Thursday, April 5, 2012

Frenzy (1972)


          After losing his way in the late ’60s, when drab source material and poor health dulled his edge, Hollywood’s “master of suspense,” director Alfred Hitchcock, forcefully entered the ’70s with Frenzy. In addition to returning to familiar territory in terms of location and subject matter, Hitchcock toughened up his perverse storytelling by adding the R-rated elements of nudity and profanity. Yet while many of his old-Hollywood peers seemed desperate when they jumped onto the anything-goes ’70s bandwagon, Hitchcock’s movies had always been so infused with nastiness that the rough stuff suited his style.
          Furthermore, Frenzy demonstrates the filmmaker’s unique ability to weave black humor into sordid material, so the picture has some very funny moments in addition to sequences of concentrated fright.
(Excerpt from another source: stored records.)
PR #2936, opened 2019-09-06
New: Add parser for LESS files

### LINKED ISSUE #2886: Support LESS files

antross:
## Pull request checklist

Make sure you:

Fix #2886

### DIFF
--- a/packages/extension-vscode/package.json
+++ b/packages/extension-vscode/package.json
@@ -5,6 +5,7 @@
     "onLanguage:javascript",
     "onLanguage:json",
     "onLanguage:jsonc",
+    "onLanguage:less",
     "onLanguage:sass",
     "onLanguage:scss"
   ],
--- a/packages/parser-less/src/parser.ts
+++ b/packages/parser-less/src/parser.ts
@@ -1,0 +1,56 @@
+const parser = require('postcss-less');
+
+import * as postcss from 'postcss';
+
+import { debug as d } from '@hint/utils/dist/src/debug';
+import { normalizeString } from '@hint/utils/dist/src/misc/normalize-string';
+import { HTMLElement } from '@hint/utils/dist/src/dom/html';
+import { Parser } from 'hint/dist/src/lib/types';
+import { StyleEvents } from '@hint/parser-css';
+import { Engine } from 'hint';
+
+const debug = d(__filename);
+
+export default class CSSParser extends Parser<StyleEvents> {
+    public constructor(engine: Engine<StyleEvents>) {
+        super(engine, 'less');
+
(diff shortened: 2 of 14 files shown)


packages/extension-vscode/package.json
```diff
@@ -4,7 +4,8 @@
     "onLanguage:html",
     "onLanguage:javascript",
     "onLanguage:json",
-    "onLanguage:jsonc"
+    "onLanguage:jsonc",
```
molant: I foresee a conflict here soon 😜

packages/parser-less/src/parser.ts
```diff
@@ -0,0 +1,55 @@
...
+            const code = fetchEnd.response.body.content;
+            const resource = fetchEnd.resource;
+
+            if (fetchEnd.response.mediaType === 'text/less') {
+                await emitLESS(code, resource, null);
+            }
+        });
+
+        engine.on('element::style', async ({ element, resource }) => {
+            const rel = normalizeString(element.getAttribute('rel'));
```
molant: I'm looking at the [docs and `rel` is when using a `.less` file](http://lesscss.org/usage/#using-less-in-the-browser):

```html
<link rel="stylesheet/less" type="text/css" href="styles.less" />
```

so this won't trigger with the current event you are subscribing to.

The docs doesn't seem to document it, but it looks like any `<style type="">` that matches `/^text\/(x-)?less$/` should work:

https://github.com/less/less.js/blob/cae5021358a5fca932c32ed071f652403d07def8/lib/less-browser/index.js#L64

packages/parser-less/tests/interface-tests.ts
```diff
@@ -0,0 +1,133 @@
...
+    const args = engineEmitAsyncSpy.thirdCall.args;
+    const data = args[1] as StyleParse;
+
+    t.is(args[0], 'parse::end::css');
+    t.is(data.code, code);
+    t.is(data.element, null);
+    t.is(data.resource, 'styles.less');
+});
+
+test('If fetch::end::* is received for CSS, nothing should happen', async (t) => {
```
molant: Same comment as for SASS:

```suggestion
test('If fetch::end::css is received, nothing should happen', async (t) => {
```

packages/extension-vscode/package.json
antross: Indeed 😉

packages/parser-less/src/parser.ts
antross: `<link>`, `<style>`, what's the difference?🤦‍♂️

I've also been wondering if `<style lang="less">` works with Vue since that seems to be the approach there for single file components once we're ready to analyze them. I see examples for SASS, but haven't found anything concrete for LESS yet.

The movie is too long, the performances are good but not great, and the storyline sometimes meanders, but given its many strengths, Frenzy would have been a wonderful swan song for Hitchcock’s epic career. Alas, the underwhelming Family Plot (1976) was his final film, a whimper following the roar of Frenzy.
          Jon Finch, the intense leading man of Roman Polanski’s Macbeth (1971), stars in Frenzy as Richard Blaney, a London ne’er-do-well with a volcanic temper. Fired from his job as a bartender in the Covent Garden neighborhood, he accepts financial and moral support from his girlfriend (Anna Massey), his ex-wife (Barbara Leigh-Hunt), and his former military comrade (Barry Foster).
          Meanwhile, police officers including the meticulous Chief Inspector Oxford (Alec McCowen) are chasing the “Necktie Murderer,” a serial killer who rapes women and then strangles them to death with neckties. Based on a novel by Arthur La Bern and written for the screen by Anthony Shaffer (best known for his clever play/film Sleuth), Frenzy fits perfectly into the Hitchcock tradition, because as the story progresses, circumstances convince Oxford that Blaney is the Necktie Murderer. Viewers, however, learn the real identity of the criminal, and it’s wicked sport to watch Hitchcock move the characters around each other while it seems more and more likely the wrong man will get arrested.
          Hitchcock and Shaffer enliven the picture by carefully fleshing out their characters. For instance, the running gag about Oxford’s home life—his wife’s experiments with gourmet cooking lead to a procession of elaborately repulsive meals—is wonderfully droll. Plus, in classic Hitchcock style, Frenzy features a handful of riveting suspense scenes, like a lengthy sequence in which the real Necktie Murderer nearly gets caught while trying to recover evidence from a truck that’s barreling down a highway. And, in an enjoyable grace note, Hitchcock uses his camera to explore the colorful streets of Covent Garden, the neighborhood in which his parents operated a shop when Hitchcock was a boy.

Frenzy: GROOVY

1 comment:

tonyfan said...

Groovy, fine, but at least give a warning to the squeamish. Thank goodness Anthony Perkins wasn't asked to play the killer in this, he makes Norman Bates look like a pussycat. I've seen this movie once and other than being subjected to it's most infamous scene in a Hitchcock retrospective, I plan NEVER to see it again. Hitchcock really needed Selznick to hold him back in my opinion.